Anomalous Enhancement of Yield Strength due to Static Friction

Abstract

Friction is fundamental to mechanical stability across scales, from geological faults and architectural structures to granular materials and animal feet. We study the mechanical stability of a minimal friction-stabilized structure composed of three cylindrical particles arranged in a triangular stack on a floor under gravity. We analyze the yield force, defined as the threshold compressive force applied quasi-statically from above at which the structure collapses due to sliding at the floor contact. Using singular perturbation analysis, we derive an expression which quantitatively predicts the yield force as a function of the static friction coefficient and a small dimensionless parameter $ε$ characterizing elastic deformation.

Figures (8)

• Figure 1: (a) Schematic of the system: three frictional cylinders, with a cylinder-floor friction coefficient $\mu$ are stacked under gravity and compressed from above by an external force $f$ applied to the top cylinder. (b) Contact forces $a,b,c,d$, and $e$ act between the cylinders and the floor. The $x$ and $y$ axes indicate the horizontal (along the floor) and vertical (normal to the floor) directions, respectively. The unit normal and tangential vectors are defined at the contact point between cylinders.
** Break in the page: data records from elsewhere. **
PR #292, opened 2025-07-25
Add view function to generate images in AMSView

dormrod:
## Description

Add a function `view` to the PLAMS plotting tools, which allows users to generate an image of a molecule (or chemical system) and display it in a Jupyter notebook.

The function uses `AMSView` to generate the image in the background, which makes these images consistent with the rest of AMS. This is particularly helpful for use in notebooks which are in the docs. The function is performant and has a range of customisation options, for instance viewing along lattice vectors or principal component axes. 

I struggled to get this working in cases where there is no screen (i.e. the cluster). As such I added a range of backends which can be used to render the images. The default is AMSview, but there is also one using ams view + xvfb (if present) which should work in the headless case. Finally ASE is also supported.

## Testing

The example Visualisation notebook has been updated to use the `view` function to render images. This includes a variety of cases and settings.

## Reviewing

Take a look at the images. Try running the notebook and generating some images. Make sure the options all make sense. If you think the images can be improved in any way, make a suggestion.


mhellstr (commented):
* saferun vs safe_system_call ? Same thing or different? At least indicate in the docstring which one to use when.

* Does the image get generated when no screen is present? (e.g. when executing remotely on cluster?) amsresults2xlsx doesn't generate image in those cases.

* Should the view() function accept all these keyword arguments or some ViewConfig object instead? Seems like one may want to customize 1 million settings. (atom colors, sizes, background color, region colors, fonts, or if we're ever able to visualize coordination polyhedra or ribbons or ...)

* The name of the branch is nglview, is there a plan to make interactive rotatable structures? What would the function be called then?

* slab.guess_bonds() calls Molecule.guess_bonds() on a periodic structure, this should be discouraged. Only do that for UCS which knows how to handle periodic bonds.

* requires_ams seems useful, but it checks the AMS version and not the PLAMS version, so is there anything new in AMSview that requires 2025.204?

* I think the PIL format is fine, but there should ideally be some example which shows how to save the picture to a file as well.


* The view angles can be set more appropriately, typically you'd want to view a structure slightly tilted from head-on, see for example the picture on https://www.scm.com/doc/Workflows/SimpleActiveLearning/PythonExamples/SALNEB/main.html#create-a-supercell   - this should either be the default or there could be some named rotations (view_angle="offset_z_left", view_angle="offset_reverse_z_right", view_angle="z", etc.).

The problem with the numbers is that it is impossible to know how to set them.

dormrod:
> * saferun vs safe_system_call ? Same thing or different? At least indicate in the docstring which one to use when.

Renamed for clarity and updated doc strings

> * Does the image get generated when no screen is present? (e.g. when executing remotely on cluster?) amsresults2xlsx doesn't generate image in those cases.

No, good catch - working on this

> * Should the view() function accept all these keyword arguments or some ViewConfig object instead? Seems like one may want to customize 1 million settings. (atom colors, sizes, background color, region colors, fonts, or if we're ever able to visualize coordination polyhedra or ribbons or ...)

Went for a dual approach, added `ViewConfig` but also a subset of keyword overrides

> * The name of the branch is nglview, is there a plan to make interactive rotatable structures? What would the function be called then?

`view_interactive`? or maybe just `view(interactive=True)`...

> * slab.guess_bonds() calls Molecule.guess_bonds() on a periodic structure, this should be discouraged. Only do that for UCS which knows how to handle periodic bonds.

Removed

> * requires_ams seems useful, but it checks the AMS version and not the PLAMS version, so is there anything new in AMSview that requires 2025.204?

Yes, the command line options

> * I think the PIL format is fine, but there should ideally be some example which shows how to save the picture to a file as well.

Would add to a proper tutorial, packmol is just an initial demo

> * The view angles can be set more appropriately, typically you'd want to view a structure slightly tilted from head-on, see for example the picture on https://www.scm.com/doc/Workflows/SimpleActiveLearning/PythonExamples/SALNEB/main.html#create-a-supercell   - this should either be the default or there could be some named rotations (view_angle="offset_z_left", view_angle="offset_reverse_z_right", view_angle="z", etc.).

Added `direction` keyword with for example `tilt_z`, `along_x` etc. in addition can choose to use the lattice vectors or cartesian axes. Some limitations in AMSview mean there is some limit on flexibility here, but I think this is a nice start?

PR #300, opened 2025-08-05
packmol: use guessed density if box bounds and no n_atoms specified

mhellstr:
Use the guessed density if no n_atoms and no n_molecules specified (but if there are box_bounds).

Particularly useful when doing packmol_around on a slab, then there is no need to explicitly think about the density but one can just use the guessed one.


dormrod (approved):
Good stuff, nice tests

• Figure 2: (a) Dependence of the yield force on the friction coefficient $\mu$. Comparison among the rigid-body result (purple curve), DEM simulations (symbols), and perturbative solutions (solid curves) for $k_n r / mg= 10^2$, $10^3$, and $10^4$. (b) Scaling of the yield force with respect to the dimensionless stiffness $k_n r / mg$ across the transition point, shown for $\mu = 0.25$, $\mu_c$, and $0.33$. Data symbols represent DEM simulation results, and solid curves indicate perturbative solutions.
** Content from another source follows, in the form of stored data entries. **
PR #302, opened 2025-08-06
Add annotations to functions and methods in PLAMS

ThePauliPrinciple:
This PR adds annotations to the functions and methods in PLAMS to be better in line with modern python development workflows.
A secondary goal is to keep a list of linting/style errors encountered that could be useful to address in a future PR.

To find missing annotations, `mypy` is used on the entire library with the following changed setting:
https://github.com/SCM-NV/PLAMS/blob/cd1c0d8d6c05b640abfad71478a0d75db3885d94/mypy.ini#L22
**_Noteworthy annotation style choice proposals:_**

**imports performed exclusively for type hinting**
Sometimes classes and functions are imported for the sole purpose of type checking, for these, the following pattern is used:
https://github.com/SCM-NV/PLAMS/blob/cd1c0d8d6c05b640abfad71478a0d75db3885d94/src/scm/plams/interfaces/adfsuite/forcefieldparams.py#L10-L12
When classes are imported for type hinting, they should then be provided as a literal e.g.:
https://github.com/SCM-NV/PLAMS/blob/cd1c0d8d6c05b640abfad71478a0d75db3885d94/src/scm/plams/interfaces/adfsuite/forcefieldparams.py#L290

**kf**
`KFFile` objects use a `read` method that may return different types, this makes type checking more or less impossible.
A future project may replace `read` with type specific methods e.g. `readint`.
Since the return type depends the variable being read from the kf file, the type needs to be looked up manually.
In order to help with such a future project, variables assigned to the result of `KFFile.read` will be hinted inline during this PR:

• Figure 3: Displacement of the bottom cylinders under an applied force $f$. The bottom cylinders move vertically by a displacement $z$.
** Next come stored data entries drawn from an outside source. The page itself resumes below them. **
PR #303, opened 2025-08-07
Methods for extracting VCD spectra form results

Frankifisu:
I added AMSResults methods for extracting VCD spectral information, mirroring what is already available for IR and Raman.


dormrod (approved):
Ran the example and all looks good 👍

PR #305, opened 2025-08-18
Rosa Bulo (REB) SCMSUITE-- SO107: Fixed small bug in ReactionEquation…

rebadam:
… for charged molecules


examples/balance_equations.py
```diff
@@ -82,6 +82,24 @@ def main():
         coeffs = reaction.balance(min_coeffs)
         print("%s" % (reaction))
 
+    #######################################################################
+    # Test 3
+    # Test equation balancing with charges molecules
```
ThePauliPrinciple: charges molecules -> charged molecules?
Is this a test that is also executed? Considering print statements are used here, I would then expect some file that contains the output that is checked against to also need updating

rebadam: Nee, het is geen test. Het is een example. Dat is waar ik het voorbeeld oorspronkelijk had geplaatst.

rebadam: Hm. I will turn it into a unit test.

dormrod: Thanks - I think the unit test is better and generally preferred. I have just changed it to not run on GitHub (requires installation of CBC solver) - but it will run in our internal infra

dormrod (approved):
Looks good to me. Like the new tests!

PR #315, opened 2025-09-10
PLAMS objects mypy fixes

dormrod:
Enable mypy checking for the PLAMS classes themselves.

Fix remaining issues which are not in the specific module ignores, either by small code changes or adding ignore statements.

Replace all old bare-ignore statements with specific exclusions.

### DIFF
--- a/src/scm/plams/interfaces/adfsuite/ams.py
+++ b/src/scm/plams/interfaces/adfsuite/ams.py
@@ -845,7 +845,7 @@ class AMSResults(Results):
 
         x = np.concatenate(x).ravel()
 
-        return x, y, labels  # type: ignore[]
+        return x, y, labels  # type: ignore[return-value]
 
     def get_phonons_thermodynamic_properties(
         self, temperature_unit: str = "K", properties_unit: List[str] = ["hartree", "kB"]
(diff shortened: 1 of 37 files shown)


src/scm/plams/interfaces/adfsuite/amsanalysis.py
```diff
@@ -300,7 +300,7 @@ def _serialize_mol(self) -> None:
         """
         from scm.plams import AMSJob
 
-        systems = AMSJob._serialize_molecule(self)
+        systems = AMSJob._serialize_molecule(self)  # type: ignore[arg-type]
```
dormrod, line 303: This for example is a bad pattern imo... reusing a method of `AMSJob` in `SCMJob` but seems quite common and not worth a refactor here

src/scm/plams/interfaces/adfsuite/ams.py
```diff
@@ -272,6 +272,8 @@ def get_molecule(self, section: str, file: str = "ams") -> Molecule:
         sectiondict = self.read_rkf_section(section, file)
         if sectiondict:
             return Molecule._mol_from_rkf_section(sectiondict)
+        else:
+            raise ValueError(f"Could not retrieve molecule from rkf section '{section}' for file '{file}.rkf'")
```
dormrod, line 276: This is technically a small breaking change as this previously would have returned `None`, but I think it is better to raise the error

src/scm/plams/interfaces/adfsuite/amsanalysis.py
ThePauliPrinciple: Is it fixed if the `self` argument of `AMSJob._serialize_molecule` is annotated to be `Union[AMSJob, SCMJob]`?

dormrod: I don't think I want to encourage this behaviour - I think it should just be refactored ultimately

PR #1917, opened 2024-01-29
Updated maintainers meeting doc link

mtwo:
Linked to new notes doc (which itself links to archived notes). We switched to a new document as the old was was so long that it was causing performance issues.


trask (commented):
can you transfer ownership to the GC and give public access?

mtwo:
Both docs are owned by the GC account, I just forgot to make the link public! Fixed!

trask (approved):

arminru (approved):

PR #1932, opened 2024-02-08
Amend GC charter to include project management

tedsuo:
Clarifies the responsibilities that the GC has to the community regarding project management and maintaining SIG health.

### DIFF
--- a/governance-charter.md
+++ b/governance-charter.md
@@ -37,8 +37,10 @@ following:
   the project](https://github.com/cncf/toc/blob/main/proposals/sandbox/opentelemetry.adoc)
 - Define, evolve, and defend the **vision, values, mission, and scope** of the
   project - to establish and maintain the soul of OpenTelemetry.
-- Decide how and when **official releases** of OpenTelemetry artifacts are
-  made and what they include.
+- Define and execute the roadmap for OpenTelemetry, as defined in the project
+  management section below.
+- Ensure that SIGs maintain a healthy pool of maintainers and contributors and
+  remain focused on their feature roadmap and deliverables.
 - Establish processes regarding, and provide **a final escalation path** for any
   contested OpenTelemetry related decision.
 - Establish processes regarding other **project resources/assets**, including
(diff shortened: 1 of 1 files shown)


governance-charter.md
```diff
@@ -51,6 +53,49 @@ following:
...
+document describes the process for creating and executing projects of this size.
+
+The Governance Committee is responsible for reviewing project proposals
+and ensuring that they have clear goals and are staffed sufficiently to
+deliver on an agreed upon deadline. The Governance Committee is also
+responsible for deciding if a project is out of scope for the OpenTelemetry
+project.
+
+For proposals that involve [donating](https://github.com/open-telemetry/community/blob/main/CONTRIBUTING.md#donations)
+codebases to OpenTelemetry, the Governance Committee is responsible for
```
svrnm, line 75:
```suggestion
code bases to OpenTelemetry, the Governance Committee is responsible for
```

Of we add it to the known words in the cspell config, what ever works best.

svrnm (approved):
Only some non-blocking copy-edits. LGTM!

governance-charter.md
```diff
@@ -51,6 +53,49 @@ following:
...
 project groups like the [Technical Committee](./tech-committee-charter.md).
 
+### Project Management
+
+**Develop project proposals**  
+Efforts and initiatives that are too large, detailed, or important to be
+resolved in an issue or pull request are referred to as projects. These
+larger efforts often require collaboration between subject matter experts,
+the Technical Committee, and OpenTelemetry community members, and involve
+the creation of either a temporary or The Governance Committee is responsible
```
trask, line 63: I think there may be a word or two missing on this line

governance-charter.md
```diff
@@ -51,6 +53,49 @@ following:
...
+project board and the public roadmap stay up to date and accurately
+reflect reality.
+
+**Regular check-ins with SIG leads**  
+The Governance Committee must establish and publish a process whereby
+every maintainer and project lead has a check in with a Governance Committee
+member on a regular basis. During this check in, any project files or roadmap
+entries should be reviewed to verify that they are still accurate. If a SIG
+lead has any private concerns they wish to raise with the Governance Committee,
+this is an opportunity to do so.
```
trask, line 97: If a SIG has 3 maintainers, is the desire to have 3 separate 1-1 meetings, or a single meeting with all 3? Also, is it ok for this check-in to be done during a weekly SIG meeting assuming no private concerns? Or is the desire to ensure there's a private check-in to be more proactive about seeking potentially private concerns?

tedsuo: I was thinking that it would be separate 1:1 meetings, as there may be conflict between maintainers.

tedsuo: (I would suggest the check in just be a private DM)

tedsuo: (But I also don't want to define the implementation details directly in the GC charter)

governance-charter.md
```diff
@@ -51,6 +53,50 @@ following:
...
 project groups like the [Technical Committee](./tech-committee-charter.md).
 
+### Project Management
+
+#### Develop project proposals
+Efforts and initiatives that are too large, detailed, or important to be
+resolved in an issue or pull request are referred to as *projects*. These
+larger efforts often require collaboration between subject matter experts,
+the Technical Committee, and OpenTelemetry community members, and involve
+the creation of either a temporary or permanent SIG to accomplish their goals.
```
dyladan, line 63: I don't think there is any such thing as a "temporary SIG." I would change this to "working group"

governance-charter.md
trask: makes sense 👍

governance-charter.md
```diff
@@ -51,6 +53,50 @@ following:
...
+The Governance Committee is responsible for reviewing project proposals and
+ensuring  to accomplish their goals. The [project management](https://github.com/open-telemetry/community/blob/main/project-management.md)
```
trask, line 65:
```suggestion
ensuring they accomplish their goals. The [project management](https://github.com/open-telemetry/community/blob/main/project-management.md)
```

governance-charter.md
```diff
@@ -51,6 +53,50 @@ following:
...
+document describes the process for creating and executing projects of this size.
+
+The GC is responsible for reviewing project proposals, aligning their execution
+with the wider strategy and end-user priorities, and ensuring that they have
+clear goals and are staffed sufficiently to deliver on an agreed upon deadline.
+The Governance Committee is also responsible for deciding if a project is out of
+scope for the OpenTelemetry project.
+
+For proposals that involve [donating](https://github.com/open-telemetry/community/blob/main/CONTRIBUTING.md#donations)
```
dyladan, line 74: Should we have a specific deliverable for this? A template maybe for a report we should fill out? Is there any set deadline for reviewing proposals?

trask (approved):
❤️

governance-charter.md
```diff
@@ -37,8 +37,10 @@ following:
   the project](https://github.com/cncf/toc/blob/main/proposals/sandbox/opentelemetry.adoc)
 - Define, evolve, and defend the **vision, values, mission, and scope** of the
   project - to establish and maintain the soul of OpenTelemetry.
-- Decide how and when **official releases** of OpenTelemetry artifacts are
-  made and what they include.
+- Define and execute the roadmap for OpenTelemetry, as defined in the project
```
mtwo, line 40:
```suggestion
- Define and prioritize the roadmap for OpenTelemetry, as defined in the project
```

Prioritize might be better than execute, given that the GC generally isn't implementing most features. We're also not people's bosses; the best that we can do is ask that they focus their efforts on certain things.

governance-charter.md
mtwo: We should probably have a template for these reports (if only so that future GCs don't spend time re-inventing the process), though I don't think that it'll need to be linked here

danielgblanco (approved):

governance-charter.md
tedsuo: This whole line is actually a duplicate of the next paragraph, which has better wording. I've removed it.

• Figure 4: Displacement variables under an applied force $f$. Cylinder 1 undergoes vertical displacement $\delta_{11}$, while cylinder 2 displaces vertically by $\delta_{21}$, horizontally by $\delta_{22}$, and rotates by an angle $\theta$.
• Figure S1: Preparation protocol for the initial state. The stacking procedure consists of three steps: (1) inward displacement of the walls by a distance $A$; (2) release of the top cylinder at a constant velocity $v_{\mathrm{fall}}$; and (3) retraction of the walls at a constant velocity $v_{\mathrm{wall}}$.